‘Create adversity’: Startup CEO on raising kids with an entrepreneurial mind

by admin

Ever since she was young, Cheryl Sew Hoy always knew she wanted to run her own business.

“When teachers asked what’s your ambition … and a lot of kids wanted to be doctors or lawyers. My ambition was [to be] a businesswoman,” she told CNBC Make It

That childhood dream is now a reality for the 39-year-old serial entrepreneur, whose ventures include Reclip.It, a consumer software startup that was acquired by Walmart Labs in 2013. 

Now, she runs Tiny Health, a health tech startup that sells at-home gut health tests for moms and babies from 0 to 3 years old. The CEO and founder said the test can help detect gut imbalances early on and reduce risk for chronic conditions.

Just last week, the company announced it has raised $4.5 million in seed money and said its backers include former operators from U.S. cryptocurrency exchange CoinbaseGoogle’s X, and Dropbox.

Sew Hoy, a Malaysian now based in Austin, Texas, attributes her success to her mother who was also a businesswoman running her own marketing business in Malaysia.

“My mom owned her own business and she was the boss. Before work-from-home was popular, she was already working from home and I always had this role model,” she added. 

Things have come “full circle” for Sew Hoy, who is now a mom to two kids aged 2 and 4, as she begins imparting lessons she has learned to them. 

What tips does she have in raising entrepreneurial kids? CNBC Make It finds out. 

Engage in storytelling 

It’s hard to teach children what business they can create at a young age, but kids “remember stories” — and that’s the best way to expose them to entrepreneurship, said Sew Hoy.

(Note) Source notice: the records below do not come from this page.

PR #116, opened 2020-12-10
Rewrite metrics and enrollments query

scholtzan:
This is an exploration for fixing https://github.com/mozilla/jetstream/issues/357

I shouldn't have run black on the files I changed...

I haven't tested this yet, just wanted to check if this approach is acceptable.

### DIFF
--- a/src/mozanalysis/bq.py
+++ b/src/mozanalysis/bq.py
@@ -79,9 +79,7 @@ class BigQueryContext:
 
         except Conflict:
             print("Full results table already exists. Reusing", results_table)
-            return self.client.query(
-                "SELECT * FROM {}".format(self.fully_qualify_table_name(results_table))
-            ).result()
+            return self.client.list_rows(results_table)
 
     def fully_qualify_table_name(self, table_name):
         """Given a table name, return it fully qualified."""
--- a/src/mozanalysis/bq.py
+++ b/src/mozanalysis/bq.py
@@ -36,26 +36,6 @@ class BigQueryContext:
         self.project_id = project_id
         self.client = bigquery.Client(project=project_id)
 
-    def run_query(self, sql, results_table=None) -> str:
-        """Runs a SQL query and returns the destination table.
-        If ``results_table`` is provided, then save the results
-        into there otherwise save results in a temporary table.
-        """
-        if results_table:
-            job = self.client.query(
-                sql,
-                job_config=bigquery.QueryJobConfig(
-                    destination=self.client.dataset(self.dataset_id).table(
-                        results_table
-                    )
-                ),
-            )
-        else:
-            job = self.client.query(sql)
-
-        job.result()
-        return job.destination
-
     def run_query_and_fetch(self, sql, results_table=None):
         """Run a query and return the result.
         If ``results_table`` is provided, then save the results
--- a/src/mozanalysis/bq.py
+++ b/src/mozanalysis/bq.py
@@ -3,7 +3,7 @@
 # file, You can obtain one at http://mozilla.org/MPL/2.0/.
 import re
 
-from google.api_core.exceptions import NotFound
+from google.api_core.exceptions import Conflict
 from google.cloud import bigquery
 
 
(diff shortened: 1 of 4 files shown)


src/mozanalysis/experiment.py
```diff
@@ -250,57 +265,63 @@ def get_time_series_data(
...
+                [
+                    last_date_full_data,
+                    self.experiment_slug,
+                    hash_ish(sql_template_metrics),
+                ]
+            )
+        )
 
-        bq_context.run_script_or_fetch(sql, full_res_table_name)
+        bq_context.run_query_and_fetch(sql_template_metrics, full_res_table_name)
```
scholtzan, line 299: This is more or less what jetstream will do. The enrollments and metrics query can then be validated in a dry run

src/mozanalysis/experiment.py
```diff
@@ -322,45 +343,69 @@ def build_query_template(
...
+            segments_query=segments_query,
+        )
 
-        SELECT
-            e.*,
-            aw.*
-        FROM segmented_enrollments e
-        CROSS JOIN analysis_windows aw
-    );
+    def build_metrics_query(
```
scholtzan, line 370: Separate function for generating the metrics query.

src/mozanalysis/experiment.py
```diff
@@ -250,57 +265,63 @@ def get_time_series_data(
...
         return TimeSeriesResult(
             fully_qualified_table_name=bq_context.fully_qualify_table_name(
                 full_res_table_name
             ),
-            analysis_windows=time_limits.analysis_windows
+            analysis_windows=time_limits.analysis_windows,
         )
 
-    def build_query_template(
+    def build_enrollment_query(
```
scholtzan, line 308: Separate function for generating the enrollments query.

tdsmith:
Checking my understanding:
- The problem is that BigQuery isn't really performing validation because these queries are currently executed as a script instead of simple queries and BigQuery doesn't execute scripts while dry-running (oops)
- You're proposing to solve this by materializing enrolments into a concrete table in a separate query from the metrics query, and executing them separately, so that jetstream can dry-run them separately

I think that sounds reasonable.

One fun fact for Jetstream is that the enrollments query should never change after an experiment's enrollment period ends (unless segments are added by configuration changes), so it's perfectly reasonable to materialize this somewhere once and then rely on it forever. We can take advantage of this for interactive use in mozanalysis as well by following the existing content-addressable table name pattern.

That'll make queries somewhat faster and save a few dollars on data access, and being able to inspect the enrolments table directly is nice for diagnosis.

@felixlawrence, you had some concerns about increasing the complexity of these Experiment functions. The lack of validation for the script query is really a non-starter for the jetstream-config UX (direct quote from yours truly: "Jesus landing a config is such a pain in the ass"), so we're very motivated to do something here. 😄 Does this seem like a good tradeoff?

I can think of some alternatives where interactive use and Jetstream use different code paths here but I think splitting this query up probably serves everyone's interests.

src/mozanalysis/bq.py
```diff
@@ -31,31 +32,42 @@ def __init__(self, dataset_id, project_id='moz-fx-data-bq-data-science'):
...
+            ).result()
+            print('Saved into', results_table)
+            return full_res
+
+        except Conflict:
             print("Full results table already exists. Reusing", results_table)
-            return cached
-        except NotFound:
-            pass
+            return self.client.query(
```
tdsmith, line 65: `self.client.list_rows(table name)` is identical and a little more concise

src/mozanalysis/experiment.py
```diff
@@ -254,21 +254,26 @@ def get_time_series_data(
...
+        sql_template_enrollments = self.build_enrollment_query(
             time_limits=time_limits,
             enrollments_query_type=enrollments_query_type,
             custom_enrollments_query=custom_enrollments_query,
             segment_list=segment_list,
         )
 
+        enrollments_table = bq_context.run(sql_template_enrollments)
+
+        sql_template_metrics = self.build_metrics_query(
```
tdsmith, line 266: This is no longer a template, right?

scholtzan:
Just to clarify, running the enrollments query will write the results in a temporary table (in a special dataset with some random identifier) which will get deleted at some point.

src/mozanalysis/experiment.py
scholtzan: Yeah, the naming here needs some adjustment

tdsmith:
Yeah, I see that this PR lets BQ choose a temporary name. I think explicitly persisting the enrollments tables would be a valuable enhancement for all consumers :)

felixlawrence:
Yeah, my preference to keep the user-callable functions simple is strongly outweighed here. Go for it.

src/mozanalysis/experiment.py
```diff
@@ -176,21 +176,29 @@ def get_single_window_data(
...
+            [last_date_full_data, self.experiment_slug, hash_ish(metrics_sql)]
         ))
 
-        sql = sql_template.format(results_table=full_res_table_name)
-
-        return bq_context.run_script_or_fetch(sql, full_res_table_name).to_dataframe()
+        return bq_context.run_query_and_fetch(
+            metrics_sql,
+            full_res_table_name
+        ).to_dataframe()
```
scholtzan, line 201: Fixes https://github.com/mozilla/mozanalysis/issues/119

scholtzan:
All blackened and ready for review

src/mozanalysis/experiment.py
```diff
@@ -271,23 +276,26 @@ def get_time_series_data(
...
             enrollments_query_type=enrollments_query_type,
             custom_enrollments_query=custom_enrollments_query,
             segment_list=segment_list,
         )
 
-        full_res_table_name = sanitize_table_name_for_bq(
-            "_".join(
-                [last_date_full_data, self.experiment_slug, hash_ish(sql_template)]
-            )
+        enrollments_table = bq_context.run_query(enrollments_sql)
```
tdsmith, line 286: Let's name this table! We can use the same

```
        full_res_table_name = sanitize_table_name_for_bq(
            "_".join([last_date_full_data, self.experiment_slug, hash_ish(metrics_sql)])
        )
```

strategy we use below.

tdsmith: Then we can use run_query_and_fetch everywhere.

tdsmith (approved):
Looks good!

I'd like to name and persist the enrollments table, and maybe refactor the core query logic in get_whatever_data into a private function, but I could take that as followup work.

While she modelled after her mother by simply observing, Sew Hoy said she wanted to be “more intentional” about speaking to her children about running a business. 

For example, she explains to her children about her job as a CEO, the “backstory” of why she started Tiny Health. 

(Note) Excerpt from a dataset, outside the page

PR #120, opened 2020-12-24
Join enrollments more rigorously... and fix what was broken

### LINKED ISSUE #117: build_query doesn't respect enrollments table contract
When calculating Days of Use metric for a given window period, there are instances of clients producing more Days of Use then possible given the window period.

I teach them why I’m working hard. Yes, it’s to make money but it’s not just to buy food or to spend it.

Cheryl Sew Hoy


“Talk to them like adults, even if you think they are too young to understand. The more you talk to them like adults, [you’ll realize] they actually understand a lot and they learn a lot from that.” 

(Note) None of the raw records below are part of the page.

PR #125, opened 2021-02-22
Make enrollments tables independent of analysis windows

scholtzan:
Related to https://github.com/mozilla/jetstream/issues/455

This moves joining enrollments with the analysis windows ends and starts to `build_metrics_query`. This will allow to cache and re-use enrollments tables in jetstream.

### DIFF
--- a/src/mozanalysis/experiment.py
+++ b/src/mozanalysis/experiment.py
@@ -369,10 +369,6 @@ class Experiment:
         Returns:
             A string containing a BigQuery SQL expression.
         """
-        analysis_windows_query = self._build_analysis_windows_query(
-            time_limits.analysis_windows
-        )
-
         enrollments_query = custom_enrollments_query or self._build_enrollments_query(
             time_limits, enrollments_query_type
         )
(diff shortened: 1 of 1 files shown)


src/mozanalysis/experiment.py
```diff
@@ -369,30 +369,19 @@ def build_enrollments_query(
...
-            WITH analysis_windows AS (
-                {analysis_windows_query}
-            ),
-            raw_enrollments AS ({enrollments_query}),
+            WITH raw_enrollments AS ({enrollments_query}),
             segmented_enrollments AS ({segments_query})
 
-            SELECT
-                se.*,
-                aw.*
```
scholtzan, line 391: The `analysis_window_start` and `analysis_window_end` fields will not be part of the enrollments tables anymore? Are there any (query) dependencies that I'm missing that would break once these are gone?

scholtzan:
I did check if changing these queries would cause "resource exceeded" errors in BigQuery. I believe `bug_1671484_pref_validation_of_relpreload_performance_impact_release_82_83` was the experiment that first caused these issues which was why enrollments and metrics got separated into multiple queries. Moving the analysis window JOIN part to the metrics query didn't cause any problems for this experiment.

tdsmith (approved):
I was afraid this was gonna be really tricky so I set aside an hour to review this before looking at it, but, no, this seems obviously correct. The segments query also only depends on the span of the enrollment period, so that's reasonable, too. 🎉

scholtzan:
Is there anything I need to do for this to get published? Or is this going to happen automatically?

tdsmith:
To publish a new release you have to publish a new calver-style ("2021.2.1") tag by either creating a new release (https://github.com/mozilla/mozanalysis/releases) or a dance that looks like

```
git tag -a 2021.2.1 -m 2021.2.1
git push origin --tags
```

on an up-to-date main branch

scholtzan:
Looks like it worked

PR #128, opened 2021-04-09
Add support for Firefox for iOS experiments

scholtzan:
Required for https://github.com/mozilla/jetstream/issues/616

### DIFF
--- a/src/mozanalysis/experiment.py
+++ b/src/mozanalysis/experiment.py
@@ -458,8 +458,6 @@ class Experiment:
         """Return SQL to query a list of enrollments and their branches"""
         if enrollments_query_type == "normandy":
             return self._build_enrollments_query_normandy(time_limits)
-        elif enrollments_query_type == "fenix-fallback":
-            return self._build_enrollments_query_fenix_baseline(time_limits)
         elif enrollments_query_type == "glean-event":
             if not self.app_id:
                 raise ValueError(
@@ -467,6 +465,10 @@ class Experiment:
                 )
             return self._build_enrollments_query_glean_baseline(
                 time_limits, self.app_id
+            )
+        elif enrollments_query_type == "fenix-fallback":
+            return self._build_enrollments_query_glean_baseline(
+                time_limits, self.app_id or "org_mozilla_firefox"
             )
         else:
             raise ValueError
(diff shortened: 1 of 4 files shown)


tdsmith:
This makes sense. I think we'd prefer to start using the Nimbus Glean events now that we have them. Instead of "ios-fallback" let's add "glean-event" which uses the [Nimbus telemetry](https://github.com/mozilla-mobile/android-components/blob/master/components/service/nimbus/docs/metrics.md). It can be an error if app_id isn't defined.

We can start depending on the Glean query type for Fenix as well once those events hit release, which I think may have happened.

src/mozanalysis/experiment.py
```diff
@@ -464,8 +458,17 @@ def _build_enrollments_query(self, time_limits, enrollments_query_type):
...
+            enrollments_query_type == "glean-event"
+            or enrollments_query_type == "fenix-fallback"
+        ):
+            if not self.app_id:
+                raise ValueError(
+                    "App ID must be defined for building Glean enrollments query"
+                )
+            return self._build_enrollments_query_glean_baseline(
+                time_limits, self.app_id
+            )
```
scholtzan, line 471: I'm seeing enrollment events for Fenix but not for iOS (yet?)

tests/test_experiment.py
```diff
@@ -374,8 +375,8 @@ def test_app_id_propagates():
     sql_lint(metrics_sql)
 
 
-def test_query_not_detectably_malformed_fenix_fallback():
```
scholtzan, line 377: I guess we don't need the fallback anymore then?

src/mozanalysis/experiment.py
```diff
@@ -464,8 +458,17 @@ def _build_enrollments_query(self, time_limits, enrollments_query_type):
         """Return SQL to query a list of enrollments and their branches"""
         if enrollments_query_type == "normandy":
             return self._build_enrollments_query_normandy(time_limits)
-        elif enrollments_query_type == "fenix-fallback":
-            return self._build_enrollments_query_fenix_baseline(time_limits)
+        elif (
+            enrollments_query_type == "glean-event"
+            or enrollments_query_type == "fenix-fallback"
```
scholtzan, line 463: Should we keep the "fenix-fallback" option around though for now for backwards compatibility? Is anyone else but Jetstream using this?

tdsmith: Let's keep it around for interactive use for now unless it's getting in your way.

src/mozanalysis/experiment.py
tdsmith: Oh interesting; let's check in with Travis on Monday then.

src/mozanalysis/experiment.py
scholtzan: We can keep it around and remove it later

scholtzan:
This should be ready for review now

src/mozanalysis/experiment.py
```diff
@@ -506,29 +510,28 @@ def _build_enrollments_query_fenix_baseline(self, time_limits):
...
-        FROM `moz-fx-data-shared-prod.{dataset}.baseline` b
-        WHERE
-            DATE(b.submission_timestamp)
+            SELECT events.client_info.client_id AS client_id,
+                mozfun.map.get_key(
+                    e.extra,
+                    'branch'
+                ) AS branch,
+                DATE(MIN(events.submission_timestamp)) AS enrollment_date
+            FROM `moz-fx-data-shared-prod.{dataset}.events` events,
```
tdsmith, line 519: I think the baseline/fallback method shouldn't change—it's intentionally using the baseline ping for cases where events aren't available. I'm not sure it will remain useful but I don't think we should change its behavior. I think there needs to be a separate method for Nimbus events.

tdsmith (changes requested):

src/mozanalysis/experiment.py
scholtzan: Added the fenix-fallback query back

src/mozanalysis/experiment.py
```diff
@@ -531,6 +532,43 @@ def _build_enrollments_query_fenix_baseline(self, time_limits):
             dataset=self.app_id or "org_mozilla_firefox",
         )
 
+    def _build_enrollments_query_glean_baseline(self, time_limits, dataset):
```
tdsmith, line 535: Let's name this `glean_event` since it doesn't use the baseline ping like the fallback method does (no idea why we adopted two different names for it)

src/mozanalysis/experiment.py
```diff
@@ -531,6 +532,43 @@ def _build_enrollments_query_fenix_baseline(self, time_limits):
...
+
+        If enrollment events are available for this experiment, then you
+        can take a better approach than this method. But in the absence
+        of enrollment events (e.g. in a Mako-based experiment, which
+        does not send enrollment events), you need to fall back to using
+        ``ping_info.experiments`` to get a list of who is in what branch
+        and when they enrolled.
+        """
+        # Try to ignore users who enrolled early - but only consider a
+        # 7 day window
```
tdsmith, line 546: I don't know why we do this for the fallback mode. In any case, we don't have to worry about it here, since the SDK will only send one enrollment event per client device.

src/mozanalysis/experiment.py
```diff
@@ -531,6 +532,43 @@ def _build_enrollments_query_fenix_baseline(self, time_limits):
...
+            UNNEST(events.events) AS e
+            WHERE
+                DATE(events.submission_timestamp)
+                BETWEEN DATE_SUB('{first_enrollment_date}', INTERVAL 7 DAY)
+                AND '{last_enrollment_date}'
+                AND e.category = "nimbus_events"
+                AND mozfun.map.get_key(e.extra, "experiment") = '{experiment_slug}'
+                AND e.name = 'enrollment'
+            GROUP BY client_id, branch
+            HAVING enrollment_date >= '{first_enrollment_date}'
```
tdsmith, line 564: in line with comment above

```suggestion
```

src/mozanalysis/experiment.py
```diff
@@ -531,6 +532,43 @@ def _build_enrollments_query_fenix_baseline(self, time_limits):
...
+                mozfun.map.get_key(
+                    e.extra,
+                    'branch'
+                ) AS branch,
+                DATE(MIN(events.submission_timestamp)) AS enrollment_date
+            FROM `moz-fx-data-shared-prod.{dataset}.events` events,
+            UNNEST(events.events) AS e
+            WHERE
+                DATE(events.submission_timestamp)
+                BETWEEN DATE_SUB('{first_enrollment_date}', INTERVAL 7 DAY)
```
tdsmith, line 558: in line with comment above

```suggestion
                BETWEEN '{first_enrollment_date}'
```

tdsmith (approved):
r+wc, thanks!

By explaining to her children what she does, Sew Hoy said she’s also teaching them the value of money. 

“I teach them why I’m working hard. Yes, it’s to make money but it’s not just to buy food or to spend it. While making money, you need to build something of value to people. What problems do you want to solve in the world?”

Create adversities 

Entrepreneurship is all about problem-solving and that’s something that children can learn through adversity, said Hoy.

“There’s a difference between great entrepreneurs and good entrepreneurs. The great entrepreneurs are the ones who will bounce back continuously because it’s really freaking hard running a company everyday,” said Sew Hoy. 

If children have only “smooth journeys” where problems are always solved for them, they will never learn that value, she added. 

“It requires a lot of patience. My daughter would whine and be like, ‘Mommy, I can’t do it.’ I’ll encourage her to try again, and maybe help her a little bit,” she said.

“If she succeeds — especially if she succeeds on her own — she learns a lesson that ‘If you had given up before, you wouldn’t have accomplished this.’”

Sew Hoy said she noticed “a spark” going off in her 4-year-old daughter after going through the same scenario with her a few times. 

“I know she’s learning because the next time [she tries to do something], she’s telling me, ‘Mommy, I can do it. I’m strong.’” 

“So if our life gets too easy, I would create adversity [for my kids].”